Work order => From the line with "option:: -timepoint TIMEPOINT" through the line with "bfconvert -channel 0", repeat the entries verbatim, both end lines included, and add nothing.
Supplied material Block Start
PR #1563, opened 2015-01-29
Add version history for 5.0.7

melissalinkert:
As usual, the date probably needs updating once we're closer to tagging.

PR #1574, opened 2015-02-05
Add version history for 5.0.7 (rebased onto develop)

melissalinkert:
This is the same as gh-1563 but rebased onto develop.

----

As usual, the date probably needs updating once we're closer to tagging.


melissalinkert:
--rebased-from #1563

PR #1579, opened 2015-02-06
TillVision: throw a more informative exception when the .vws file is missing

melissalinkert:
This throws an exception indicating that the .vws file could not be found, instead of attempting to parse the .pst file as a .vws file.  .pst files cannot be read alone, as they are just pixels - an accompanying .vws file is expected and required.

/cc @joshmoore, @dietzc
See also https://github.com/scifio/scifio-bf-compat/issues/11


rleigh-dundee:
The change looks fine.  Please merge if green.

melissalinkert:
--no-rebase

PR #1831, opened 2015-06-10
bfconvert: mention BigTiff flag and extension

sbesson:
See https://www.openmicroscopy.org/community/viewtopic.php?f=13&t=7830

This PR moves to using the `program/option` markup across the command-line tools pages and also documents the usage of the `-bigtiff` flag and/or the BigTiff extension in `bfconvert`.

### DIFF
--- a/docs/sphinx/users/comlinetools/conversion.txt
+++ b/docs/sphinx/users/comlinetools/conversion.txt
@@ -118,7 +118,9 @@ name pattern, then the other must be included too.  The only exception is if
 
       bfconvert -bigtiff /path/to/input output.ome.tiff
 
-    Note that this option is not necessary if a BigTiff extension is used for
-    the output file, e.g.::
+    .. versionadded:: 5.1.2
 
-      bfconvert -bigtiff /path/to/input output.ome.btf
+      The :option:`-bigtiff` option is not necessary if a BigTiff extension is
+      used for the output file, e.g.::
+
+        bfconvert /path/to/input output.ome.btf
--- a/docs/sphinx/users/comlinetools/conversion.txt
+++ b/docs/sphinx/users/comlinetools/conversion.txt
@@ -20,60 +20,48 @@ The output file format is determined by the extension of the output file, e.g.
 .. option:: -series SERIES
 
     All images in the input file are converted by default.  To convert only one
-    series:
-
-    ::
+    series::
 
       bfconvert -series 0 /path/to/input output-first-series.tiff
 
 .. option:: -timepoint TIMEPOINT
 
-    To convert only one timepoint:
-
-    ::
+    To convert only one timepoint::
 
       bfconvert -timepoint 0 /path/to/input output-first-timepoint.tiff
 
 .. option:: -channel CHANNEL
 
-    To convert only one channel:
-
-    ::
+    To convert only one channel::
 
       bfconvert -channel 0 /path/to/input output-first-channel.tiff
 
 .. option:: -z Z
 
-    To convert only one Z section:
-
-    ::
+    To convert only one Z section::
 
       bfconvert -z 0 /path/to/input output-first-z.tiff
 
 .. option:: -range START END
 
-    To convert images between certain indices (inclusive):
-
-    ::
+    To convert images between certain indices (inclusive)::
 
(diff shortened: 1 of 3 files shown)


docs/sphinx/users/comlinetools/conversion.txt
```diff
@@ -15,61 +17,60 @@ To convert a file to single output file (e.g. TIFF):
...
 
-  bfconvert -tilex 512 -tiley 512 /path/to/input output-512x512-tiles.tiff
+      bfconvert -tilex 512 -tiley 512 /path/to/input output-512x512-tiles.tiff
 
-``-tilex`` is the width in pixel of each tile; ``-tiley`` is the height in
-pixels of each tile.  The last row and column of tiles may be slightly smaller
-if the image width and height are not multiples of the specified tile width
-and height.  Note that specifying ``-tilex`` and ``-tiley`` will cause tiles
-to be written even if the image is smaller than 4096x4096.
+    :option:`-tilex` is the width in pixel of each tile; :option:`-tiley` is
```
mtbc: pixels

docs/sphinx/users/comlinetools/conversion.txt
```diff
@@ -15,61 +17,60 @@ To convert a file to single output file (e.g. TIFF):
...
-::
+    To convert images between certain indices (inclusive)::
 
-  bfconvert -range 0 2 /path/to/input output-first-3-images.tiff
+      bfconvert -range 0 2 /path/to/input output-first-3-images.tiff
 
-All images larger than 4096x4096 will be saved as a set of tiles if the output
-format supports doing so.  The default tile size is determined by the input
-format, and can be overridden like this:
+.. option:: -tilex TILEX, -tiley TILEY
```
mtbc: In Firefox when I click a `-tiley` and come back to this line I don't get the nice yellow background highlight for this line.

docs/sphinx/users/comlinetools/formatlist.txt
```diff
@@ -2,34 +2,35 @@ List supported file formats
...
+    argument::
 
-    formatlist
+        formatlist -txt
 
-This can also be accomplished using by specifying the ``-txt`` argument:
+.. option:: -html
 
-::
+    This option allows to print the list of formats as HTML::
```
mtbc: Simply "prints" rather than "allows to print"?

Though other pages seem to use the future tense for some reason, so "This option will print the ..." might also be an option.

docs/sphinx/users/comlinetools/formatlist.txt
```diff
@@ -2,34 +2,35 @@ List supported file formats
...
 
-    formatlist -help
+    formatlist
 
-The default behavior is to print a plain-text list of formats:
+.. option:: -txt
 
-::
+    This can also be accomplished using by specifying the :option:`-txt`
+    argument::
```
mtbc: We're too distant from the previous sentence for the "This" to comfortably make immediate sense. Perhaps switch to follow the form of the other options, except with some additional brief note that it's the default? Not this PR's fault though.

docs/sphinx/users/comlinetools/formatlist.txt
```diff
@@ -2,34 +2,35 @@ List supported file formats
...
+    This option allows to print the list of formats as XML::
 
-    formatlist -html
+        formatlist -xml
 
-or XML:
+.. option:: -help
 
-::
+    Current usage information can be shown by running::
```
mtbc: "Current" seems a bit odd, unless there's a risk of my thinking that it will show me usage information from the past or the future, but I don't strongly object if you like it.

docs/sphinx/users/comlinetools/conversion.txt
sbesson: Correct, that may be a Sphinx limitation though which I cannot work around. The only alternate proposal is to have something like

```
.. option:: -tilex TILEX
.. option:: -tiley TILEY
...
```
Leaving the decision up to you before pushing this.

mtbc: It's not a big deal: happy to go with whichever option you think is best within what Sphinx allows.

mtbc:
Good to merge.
Supplied material Block End
Written answer =>
 .. option:: -timepoint TIMEPOINT
 
-    To convert only one timepoint:
-
-    ::
+    To convert only one timepoint::
 
       bfconvert -timepoint 0 /path/to/input output-first-timepoint.tiff
 
 .. option:: -channel CHANNEL
 
-    To convert only one channel:
-
-    ::
+    To convert only one channel::
 
       bfconvert -channel 0 /path/to/input output-first-channel.tiff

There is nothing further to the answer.